Entries provided =>
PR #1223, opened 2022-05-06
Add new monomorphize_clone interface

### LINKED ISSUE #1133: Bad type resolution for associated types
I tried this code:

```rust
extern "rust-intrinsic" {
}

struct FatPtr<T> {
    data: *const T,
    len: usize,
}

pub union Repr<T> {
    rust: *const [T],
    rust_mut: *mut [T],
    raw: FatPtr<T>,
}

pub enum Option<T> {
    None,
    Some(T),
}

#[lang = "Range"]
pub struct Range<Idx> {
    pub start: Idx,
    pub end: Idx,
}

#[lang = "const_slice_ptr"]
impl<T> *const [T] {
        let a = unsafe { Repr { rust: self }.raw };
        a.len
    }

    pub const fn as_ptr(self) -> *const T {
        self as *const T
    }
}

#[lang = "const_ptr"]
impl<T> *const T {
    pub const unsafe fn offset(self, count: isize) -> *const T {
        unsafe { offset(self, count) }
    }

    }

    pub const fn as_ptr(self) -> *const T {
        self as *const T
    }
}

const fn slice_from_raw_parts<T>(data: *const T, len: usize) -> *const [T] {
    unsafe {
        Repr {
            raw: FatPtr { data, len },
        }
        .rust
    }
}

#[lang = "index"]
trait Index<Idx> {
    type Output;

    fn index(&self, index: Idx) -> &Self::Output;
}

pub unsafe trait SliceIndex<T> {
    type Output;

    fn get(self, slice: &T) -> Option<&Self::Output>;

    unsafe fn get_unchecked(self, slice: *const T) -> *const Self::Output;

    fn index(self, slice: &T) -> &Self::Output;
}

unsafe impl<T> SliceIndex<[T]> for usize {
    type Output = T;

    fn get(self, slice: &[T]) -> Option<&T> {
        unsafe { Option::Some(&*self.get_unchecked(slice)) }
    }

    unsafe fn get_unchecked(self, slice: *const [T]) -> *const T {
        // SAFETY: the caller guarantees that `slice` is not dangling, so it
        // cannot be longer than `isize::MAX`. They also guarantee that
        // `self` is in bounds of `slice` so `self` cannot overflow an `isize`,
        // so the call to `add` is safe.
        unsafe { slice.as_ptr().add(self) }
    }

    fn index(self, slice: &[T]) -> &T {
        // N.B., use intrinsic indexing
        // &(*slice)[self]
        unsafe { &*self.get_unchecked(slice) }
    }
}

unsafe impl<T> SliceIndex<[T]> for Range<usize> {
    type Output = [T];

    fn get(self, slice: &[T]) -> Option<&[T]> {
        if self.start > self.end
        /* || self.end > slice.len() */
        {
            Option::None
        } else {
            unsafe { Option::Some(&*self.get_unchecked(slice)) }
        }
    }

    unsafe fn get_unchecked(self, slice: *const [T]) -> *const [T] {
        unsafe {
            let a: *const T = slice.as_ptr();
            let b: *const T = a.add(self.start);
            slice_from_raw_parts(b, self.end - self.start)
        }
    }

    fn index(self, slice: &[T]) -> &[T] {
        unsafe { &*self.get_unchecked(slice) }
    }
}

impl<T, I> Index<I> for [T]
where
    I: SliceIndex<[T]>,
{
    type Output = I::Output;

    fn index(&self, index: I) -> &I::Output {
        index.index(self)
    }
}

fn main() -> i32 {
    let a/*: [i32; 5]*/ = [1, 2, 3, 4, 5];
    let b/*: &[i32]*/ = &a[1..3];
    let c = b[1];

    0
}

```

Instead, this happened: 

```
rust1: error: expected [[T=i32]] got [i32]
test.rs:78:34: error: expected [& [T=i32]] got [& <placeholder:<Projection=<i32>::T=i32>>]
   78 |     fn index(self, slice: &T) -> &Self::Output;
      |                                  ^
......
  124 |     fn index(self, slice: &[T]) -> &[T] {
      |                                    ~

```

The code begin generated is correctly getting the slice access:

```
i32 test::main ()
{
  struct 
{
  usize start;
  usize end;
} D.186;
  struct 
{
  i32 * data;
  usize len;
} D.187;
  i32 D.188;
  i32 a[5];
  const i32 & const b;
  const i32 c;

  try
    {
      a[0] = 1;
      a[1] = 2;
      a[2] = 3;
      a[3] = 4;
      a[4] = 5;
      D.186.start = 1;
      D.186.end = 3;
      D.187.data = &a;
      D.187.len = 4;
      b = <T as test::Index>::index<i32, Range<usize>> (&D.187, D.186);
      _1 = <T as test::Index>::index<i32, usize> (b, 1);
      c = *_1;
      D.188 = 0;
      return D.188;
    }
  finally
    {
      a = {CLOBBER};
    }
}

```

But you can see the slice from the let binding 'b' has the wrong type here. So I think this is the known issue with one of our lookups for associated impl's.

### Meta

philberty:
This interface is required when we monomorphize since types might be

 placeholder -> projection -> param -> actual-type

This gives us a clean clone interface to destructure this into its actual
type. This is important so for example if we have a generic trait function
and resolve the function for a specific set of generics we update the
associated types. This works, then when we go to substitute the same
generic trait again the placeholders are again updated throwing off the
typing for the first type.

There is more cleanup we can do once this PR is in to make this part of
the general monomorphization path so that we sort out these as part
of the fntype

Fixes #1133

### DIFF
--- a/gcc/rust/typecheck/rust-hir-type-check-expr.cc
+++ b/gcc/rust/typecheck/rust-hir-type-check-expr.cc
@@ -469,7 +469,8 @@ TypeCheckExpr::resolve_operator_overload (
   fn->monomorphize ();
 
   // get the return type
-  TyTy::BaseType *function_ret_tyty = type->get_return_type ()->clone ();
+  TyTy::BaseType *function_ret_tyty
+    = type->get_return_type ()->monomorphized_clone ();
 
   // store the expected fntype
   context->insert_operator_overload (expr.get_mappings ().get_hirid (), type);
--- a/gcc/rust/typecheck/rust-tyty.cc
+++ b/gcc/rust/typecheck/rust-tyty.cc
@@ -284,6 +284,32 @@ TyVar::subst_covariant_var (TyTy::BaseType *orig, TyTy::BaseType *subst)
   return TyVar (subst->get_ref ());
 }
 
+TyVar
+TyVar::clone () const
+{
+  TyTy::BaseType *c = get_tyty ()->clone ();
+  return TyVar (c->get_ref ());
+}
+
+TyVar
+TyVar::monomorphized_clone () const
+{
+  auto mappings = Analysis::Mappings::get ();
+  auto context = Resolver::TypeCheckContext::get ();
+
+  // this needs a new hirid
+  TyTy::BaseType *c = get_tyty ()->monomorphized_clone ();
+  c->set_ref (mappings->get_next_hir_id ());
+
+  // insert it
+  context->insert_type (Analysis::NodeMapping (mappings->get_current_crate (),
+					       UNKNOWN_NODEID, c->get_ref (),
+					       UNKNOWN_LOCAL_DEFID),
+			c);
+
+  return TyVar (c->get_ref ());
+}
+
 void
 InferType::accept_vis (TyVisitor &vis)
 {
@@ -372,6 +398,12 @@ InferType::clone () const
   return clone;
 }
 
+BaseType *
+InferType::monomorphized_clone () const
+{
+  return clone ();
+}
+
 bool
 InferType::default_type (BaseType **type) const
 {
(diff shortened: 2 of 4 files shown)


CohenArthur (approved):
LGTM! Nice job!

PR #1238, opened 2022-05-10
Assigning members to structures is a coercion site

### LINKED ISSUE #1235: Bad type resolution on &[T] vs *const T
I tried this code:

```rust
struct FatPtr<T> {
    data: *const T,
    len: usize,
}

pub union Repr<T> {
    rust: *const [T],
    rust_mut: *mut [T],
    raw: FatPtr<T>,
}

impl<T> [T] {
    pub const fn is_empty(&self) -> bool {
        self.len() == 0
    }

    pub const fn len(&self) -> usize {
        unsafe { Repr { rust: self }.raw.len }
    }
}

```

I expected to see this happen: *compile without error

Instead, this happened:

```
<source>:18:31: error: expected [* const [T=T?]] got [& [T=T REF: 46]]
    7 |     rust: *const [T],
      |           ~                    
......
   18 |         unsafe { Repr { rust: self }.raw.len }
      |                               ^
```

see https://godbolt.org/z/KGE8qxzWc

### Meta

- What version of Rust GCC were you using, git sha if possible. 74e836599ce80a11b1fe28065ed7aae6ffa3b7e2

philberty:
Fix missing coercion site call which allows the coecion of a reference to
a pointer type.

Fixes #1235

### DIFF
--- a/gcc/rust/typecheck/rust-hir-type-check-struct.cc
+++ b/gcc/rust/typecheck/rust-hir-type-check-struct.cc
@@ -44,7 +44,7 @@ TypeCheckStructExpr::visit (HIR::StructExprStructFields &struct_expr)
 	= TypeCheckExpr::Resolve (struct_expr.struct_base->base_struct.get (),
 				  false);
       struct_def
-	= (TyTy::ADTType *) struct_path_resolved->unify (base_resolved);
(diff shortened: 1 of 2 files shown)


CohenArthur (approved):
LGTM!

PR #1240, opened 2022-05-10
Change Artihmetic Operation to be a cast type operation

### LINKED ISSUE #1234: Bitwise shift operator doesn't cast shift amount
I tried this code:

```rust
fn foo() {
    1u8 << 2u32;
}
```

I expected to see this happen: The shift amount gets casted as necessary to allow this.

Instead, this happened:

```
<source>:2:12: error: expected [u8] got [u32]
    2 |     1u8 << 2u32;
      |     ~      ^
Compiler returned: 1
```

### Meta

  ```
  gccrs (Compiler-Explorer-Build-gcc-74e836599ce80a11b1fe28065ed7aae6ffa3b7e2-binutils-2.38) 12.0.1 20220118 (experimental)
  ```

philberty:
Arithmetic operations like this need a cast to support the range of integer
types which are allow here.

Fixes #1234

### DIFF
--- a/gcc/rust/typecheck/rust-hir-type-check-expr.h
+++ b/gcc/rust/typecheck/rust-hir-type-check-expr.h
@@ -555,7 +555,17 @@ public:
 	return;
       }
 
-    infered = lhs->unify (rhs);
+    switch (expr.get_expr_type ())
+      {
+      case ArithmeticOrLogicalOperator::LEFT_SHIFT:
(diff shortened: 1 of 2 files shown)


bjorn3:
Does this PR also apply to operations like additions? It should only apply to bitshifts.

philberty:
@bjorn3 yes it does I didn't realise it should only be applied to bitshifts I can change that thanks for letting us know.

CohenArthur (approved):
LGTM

...

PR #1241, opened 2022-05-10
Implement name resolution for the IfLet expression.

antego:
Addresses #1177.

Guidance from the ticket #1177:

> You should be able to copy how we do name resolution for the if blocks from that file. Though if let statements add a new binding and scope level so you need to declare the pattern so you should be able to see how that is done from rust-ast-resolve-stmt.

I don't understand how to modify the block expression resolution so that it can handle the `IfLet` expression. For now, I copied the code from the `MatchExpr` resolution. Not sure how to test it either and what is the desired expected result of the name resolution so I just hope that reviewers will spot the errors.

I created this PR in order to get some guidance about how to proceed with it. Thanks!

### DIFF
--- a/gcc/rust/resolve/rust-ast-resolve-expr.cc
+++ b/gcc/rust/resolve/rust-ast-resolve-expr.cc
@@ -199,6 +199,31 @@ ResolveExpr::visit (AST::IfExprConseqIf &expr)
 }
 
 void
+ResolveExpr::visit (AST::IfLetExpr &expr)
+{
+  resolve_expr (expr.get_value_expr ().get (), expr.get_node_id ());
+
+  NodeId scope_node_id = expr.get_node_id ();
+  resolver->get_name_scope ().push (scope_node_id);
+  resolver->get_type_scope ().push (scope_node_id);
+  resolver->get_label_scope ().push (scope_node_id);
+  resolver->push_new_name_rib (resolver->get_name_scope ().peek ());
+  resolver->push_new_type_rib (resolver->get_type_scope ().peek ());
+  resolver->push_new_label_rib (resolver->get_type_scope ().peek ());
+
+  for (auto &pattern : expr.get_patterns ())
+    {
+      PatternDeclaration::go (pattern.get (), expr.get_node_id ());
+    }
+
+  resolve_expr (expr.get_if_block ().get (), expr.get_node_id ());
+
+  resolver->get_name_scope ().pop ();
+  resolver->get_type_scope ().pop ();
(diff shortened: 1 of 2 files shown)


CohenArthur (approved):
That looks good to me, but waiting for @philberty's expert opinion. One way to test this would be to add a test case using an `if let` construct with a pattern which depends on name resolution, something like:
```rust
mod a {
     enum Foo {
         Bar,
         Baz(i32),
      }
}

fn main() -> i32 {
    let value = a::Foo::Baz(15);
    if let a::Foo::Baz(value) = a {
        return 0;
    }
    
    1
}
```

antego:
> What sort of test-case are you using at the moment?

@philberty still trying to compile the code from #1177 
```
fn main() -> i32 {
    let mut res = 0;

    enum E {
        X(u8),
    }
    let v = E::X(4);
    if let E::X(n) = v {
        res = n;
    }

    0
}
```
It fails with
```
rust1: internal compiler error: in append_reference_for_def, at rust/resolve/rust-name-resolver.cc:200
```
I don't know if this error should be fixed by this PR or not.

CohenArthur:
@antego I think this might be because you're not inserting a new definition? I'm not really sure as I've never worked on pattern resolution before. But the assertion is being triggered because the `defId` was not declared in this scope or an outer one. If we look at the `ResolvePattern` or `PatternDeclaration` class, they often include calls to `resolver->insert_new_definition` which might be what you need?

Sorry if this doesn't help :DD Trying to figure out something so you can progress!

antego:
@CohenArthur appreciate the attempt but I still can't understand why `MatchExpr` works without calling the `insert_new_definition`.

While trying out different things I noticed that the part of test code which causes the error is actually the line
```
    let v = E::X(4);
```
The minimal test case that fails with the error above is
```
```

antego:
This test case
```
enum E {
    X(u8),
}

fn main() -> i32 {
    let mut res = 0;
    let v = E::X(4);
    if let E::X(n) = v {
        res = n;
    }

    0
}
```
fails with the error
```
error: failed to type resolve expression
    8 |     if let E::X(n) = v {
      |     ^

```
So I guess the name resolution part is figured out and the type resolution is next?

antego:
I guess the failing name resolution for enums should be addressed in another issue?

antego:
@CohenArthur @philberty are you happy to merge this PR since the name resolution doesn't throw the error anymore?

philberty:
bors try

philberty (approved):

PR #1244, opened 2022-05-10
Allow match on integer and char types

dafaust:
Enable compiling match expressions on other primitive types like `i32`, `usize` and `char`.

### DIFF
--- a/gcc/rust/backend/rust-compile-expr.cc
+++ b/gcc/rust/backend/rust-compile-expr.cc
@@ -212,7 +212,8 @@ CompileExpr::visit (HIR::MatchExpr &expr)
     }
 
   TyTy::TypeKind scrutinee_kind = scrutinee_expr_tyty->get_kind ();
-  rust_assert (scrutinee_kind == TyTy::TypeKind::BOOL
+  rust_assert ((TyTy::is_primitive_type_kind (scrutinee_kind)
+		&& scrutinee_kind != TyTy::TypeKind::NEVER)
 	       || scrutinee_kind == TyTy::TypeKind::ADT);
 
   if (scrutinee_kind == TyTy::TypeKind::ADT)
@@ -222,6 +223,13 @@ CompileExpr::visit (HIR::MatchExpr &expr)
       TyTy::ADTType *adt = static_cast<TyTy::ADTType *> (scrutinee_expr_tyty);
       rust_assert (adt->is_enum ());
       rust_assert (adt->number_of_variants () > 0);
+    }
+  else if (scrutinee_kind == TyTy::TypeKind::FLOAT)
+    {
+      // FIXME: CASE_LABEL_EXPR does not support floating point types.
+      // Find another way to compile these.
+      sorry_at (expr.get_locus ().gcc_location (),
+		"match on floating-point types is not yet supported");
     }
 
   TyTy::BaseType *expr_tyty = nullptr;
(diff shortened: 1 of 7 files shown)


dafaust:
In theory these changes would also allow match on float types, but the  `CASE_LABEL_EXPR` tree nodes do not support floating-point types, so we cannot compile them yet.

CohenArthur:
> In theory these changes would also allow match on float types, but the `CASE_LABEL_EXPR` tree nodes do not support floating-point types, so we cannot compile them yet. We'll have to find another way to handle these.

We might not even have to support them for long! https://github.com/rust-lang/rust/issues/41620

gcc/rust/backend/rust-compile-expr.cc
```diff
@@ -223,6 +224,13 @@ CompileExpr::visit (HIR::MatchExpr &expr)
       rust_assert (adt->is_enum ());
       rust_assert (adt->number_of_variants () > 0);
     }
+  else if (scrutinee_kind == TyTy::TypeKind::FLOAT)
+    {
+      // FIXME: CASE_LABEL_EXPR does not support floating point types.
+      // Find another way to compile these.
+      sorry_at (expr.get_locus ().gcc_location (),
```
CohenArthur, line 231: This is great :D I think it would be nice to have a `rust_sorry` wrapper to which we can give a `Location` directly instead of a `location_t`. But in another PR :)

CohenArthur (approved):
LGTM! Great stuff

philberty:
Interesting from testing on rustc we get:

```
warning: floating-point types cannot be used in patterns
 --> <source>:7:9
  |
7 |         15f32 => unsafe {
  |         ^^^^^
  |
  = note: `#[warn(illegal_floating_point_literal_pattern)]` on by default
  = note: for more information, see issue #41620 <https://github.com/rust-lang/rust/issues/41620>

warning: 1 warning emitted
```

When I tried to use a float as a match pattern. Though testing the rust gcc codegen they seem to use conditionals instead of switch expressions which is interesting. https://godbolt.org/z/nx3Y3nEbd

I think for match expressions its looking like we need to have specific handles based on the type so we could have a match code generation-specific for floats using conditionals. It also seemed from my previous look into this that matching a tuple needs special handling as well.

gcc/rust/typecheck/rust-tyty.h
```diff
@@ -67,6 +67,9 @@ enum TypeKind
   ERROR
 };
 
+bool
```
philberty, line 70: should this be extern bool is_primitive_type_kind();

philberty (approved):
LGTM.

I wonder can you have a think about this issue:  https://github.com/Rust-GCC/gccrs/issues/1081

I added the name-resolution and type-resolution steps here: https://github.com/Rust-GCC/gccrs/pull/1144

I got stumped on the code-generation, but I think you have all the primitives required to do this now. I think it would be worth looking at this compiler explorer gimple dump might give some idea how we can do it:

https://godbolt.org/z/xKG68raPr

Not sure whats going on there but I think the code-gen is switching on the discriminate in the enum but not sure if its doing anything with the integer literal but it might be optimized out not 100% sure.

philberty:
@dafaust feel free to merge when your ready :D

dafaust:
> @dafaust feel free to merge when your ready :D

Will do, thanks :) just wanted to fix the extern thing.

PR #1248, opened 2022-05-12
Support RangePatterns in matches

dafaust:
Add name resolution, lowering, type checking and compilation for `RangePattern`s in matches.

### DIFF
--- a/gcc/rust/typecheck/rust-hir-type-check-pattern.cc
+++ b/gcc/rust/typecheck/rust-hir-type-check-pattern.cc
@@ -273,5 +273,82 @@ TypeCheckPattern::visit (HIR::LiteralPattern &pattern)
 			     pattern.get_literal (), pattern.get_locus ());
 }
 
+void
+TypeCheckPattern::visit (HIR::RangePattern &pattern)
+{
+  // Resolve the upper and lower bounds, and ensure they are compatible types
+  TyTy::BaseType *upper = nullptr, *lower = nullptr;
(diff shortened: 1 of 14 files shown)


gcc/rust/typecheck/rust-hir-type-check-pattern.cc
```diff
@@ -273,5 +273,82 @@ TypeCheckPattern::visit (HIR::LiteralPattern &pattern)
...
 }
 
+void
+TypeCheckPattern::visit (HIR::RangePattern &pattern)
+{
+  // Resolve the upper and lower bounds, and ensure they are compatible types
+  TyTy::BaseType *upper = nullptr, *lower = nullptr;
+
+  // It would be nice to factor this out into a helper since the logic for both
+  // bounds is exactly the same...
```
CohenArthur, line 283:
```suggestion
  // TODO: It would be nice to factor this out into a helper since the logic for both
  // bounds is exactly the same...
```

==

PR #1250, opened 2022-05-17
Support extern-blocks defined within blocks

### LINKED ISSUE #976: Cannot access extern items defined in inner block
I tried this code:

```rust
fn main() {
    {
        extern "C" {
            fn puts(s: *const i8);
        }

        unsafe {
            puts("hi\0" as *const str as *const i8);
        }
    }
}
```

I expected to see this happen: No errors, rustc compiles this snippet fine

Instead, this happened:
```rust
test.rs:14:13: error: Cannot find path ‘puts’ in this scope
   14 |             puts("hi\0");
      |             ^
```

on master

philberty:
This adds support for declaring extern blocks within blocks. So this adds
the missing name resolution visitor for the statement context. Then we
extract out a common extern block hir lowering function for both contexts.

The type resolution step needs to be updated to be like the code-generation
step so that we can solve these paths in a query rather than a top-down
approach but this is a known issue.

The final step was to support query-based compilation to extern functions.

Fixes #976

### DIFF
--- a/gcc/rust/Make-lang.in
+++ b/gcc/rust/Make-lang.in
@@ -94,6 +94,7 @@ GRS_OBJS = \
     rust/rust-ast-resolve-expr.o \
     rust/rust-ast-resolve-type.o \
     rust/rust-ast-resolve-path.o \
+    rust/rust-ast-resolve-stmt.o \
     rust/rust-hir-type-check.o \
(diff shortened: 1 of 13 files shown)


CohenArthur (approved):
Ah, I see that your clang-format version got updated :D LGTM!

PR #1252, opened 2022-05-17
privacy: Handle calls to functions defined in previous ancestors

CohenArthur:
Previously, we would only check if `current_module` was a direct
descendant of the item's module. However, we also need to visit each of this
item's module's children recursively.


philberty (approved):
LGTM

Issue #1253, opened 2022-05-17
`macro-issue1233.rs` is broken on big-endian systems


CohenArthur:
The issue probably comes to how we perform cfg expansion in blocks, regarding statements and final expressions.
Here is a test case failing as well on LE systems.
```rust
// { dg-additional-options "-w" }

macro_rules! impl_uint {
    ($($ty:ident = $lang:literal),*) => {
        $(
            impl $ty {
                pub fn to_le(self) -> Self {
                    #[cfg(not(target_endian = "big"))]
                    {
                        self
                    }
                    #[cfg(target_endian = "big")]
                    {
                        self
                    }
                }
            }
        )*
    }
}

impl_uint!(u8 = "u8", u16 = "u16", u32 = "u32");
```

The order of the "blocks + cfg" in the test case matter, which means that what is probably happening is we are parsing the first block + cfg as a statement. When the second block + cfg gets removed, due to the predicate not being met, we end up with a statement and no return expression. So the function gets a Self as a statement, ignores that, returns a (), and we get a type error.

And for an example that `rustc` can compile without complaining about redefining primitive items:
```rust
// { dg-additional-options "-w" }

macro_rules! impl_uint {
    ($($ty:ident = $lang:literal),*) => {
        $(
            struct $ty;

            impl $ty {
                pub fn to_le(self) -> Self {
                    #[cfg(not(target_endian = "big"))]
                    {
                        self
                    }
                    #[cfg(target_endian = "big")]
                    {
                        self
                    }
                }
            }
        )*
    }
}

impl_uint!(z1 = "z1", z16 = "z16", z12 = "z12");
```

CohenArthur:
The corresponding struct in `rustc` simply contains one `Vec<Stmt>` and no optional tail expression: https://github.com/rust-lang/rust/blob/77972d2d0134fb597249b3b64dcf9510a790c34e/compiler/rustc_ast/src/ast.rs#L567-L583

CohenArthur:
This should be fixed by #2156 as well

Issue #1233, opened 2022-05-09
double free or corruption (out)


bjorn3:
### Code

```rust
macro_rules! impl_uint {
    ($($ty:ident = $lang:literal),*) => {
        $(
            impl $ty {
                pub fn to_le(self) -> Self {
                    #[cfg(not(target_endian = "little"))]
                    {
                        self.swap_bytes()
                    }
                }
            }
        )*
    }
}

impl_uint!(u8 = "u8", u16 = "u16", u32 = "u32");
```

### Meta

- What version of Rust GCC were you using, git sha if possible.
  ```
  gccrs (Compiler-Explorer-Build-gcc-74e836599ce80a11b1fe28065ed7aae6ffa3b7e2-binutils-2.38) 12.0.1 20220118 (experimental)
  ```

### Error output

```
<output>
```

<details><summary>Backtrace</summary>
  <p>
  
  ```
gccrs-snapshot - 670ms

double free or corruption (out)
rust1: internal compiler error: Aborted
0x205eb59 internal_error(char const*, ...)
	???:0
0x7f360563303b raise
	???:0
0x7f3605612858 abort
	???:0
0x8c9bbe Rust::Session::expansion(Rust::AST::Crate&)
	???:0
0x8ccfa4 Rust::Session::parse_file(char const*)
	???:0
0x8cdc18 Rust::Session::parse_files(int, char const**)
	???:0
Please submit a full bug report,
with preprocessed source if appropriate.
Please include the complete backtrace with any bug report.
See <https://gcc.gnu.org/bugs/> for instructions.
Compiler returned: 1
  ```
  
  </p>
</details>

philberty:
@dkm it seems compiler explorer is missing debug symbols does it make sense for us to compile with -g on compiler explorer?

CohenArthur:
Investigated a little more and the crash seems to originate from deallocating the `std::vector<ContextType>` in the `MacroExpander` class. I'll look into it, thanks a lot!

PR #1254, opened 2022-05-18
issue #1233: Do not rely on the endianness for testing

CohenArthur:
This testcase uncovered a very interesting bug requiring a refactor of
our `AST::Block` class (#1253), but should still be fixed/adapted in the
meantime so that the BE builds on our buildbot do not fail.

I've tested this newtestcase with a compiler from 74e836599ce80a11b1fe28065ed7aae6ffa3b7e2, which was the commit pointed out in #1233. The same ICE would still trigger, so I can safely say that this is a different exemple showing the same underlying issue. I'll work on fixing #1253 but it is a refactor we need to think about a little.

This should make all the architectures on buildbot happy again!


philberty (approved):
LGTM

Your goal =>
From the listing above, copy every line that includes the word "SliceIndex".

Exercise result =>
pub unsafe trait SliceIndex<T> {
unsafe impl<T> SliceIndex<[T]> for usize {
unsafe impl<T> SliceIndex<[T]> for Range<usize> {
    I: SliceIndex<[T]>,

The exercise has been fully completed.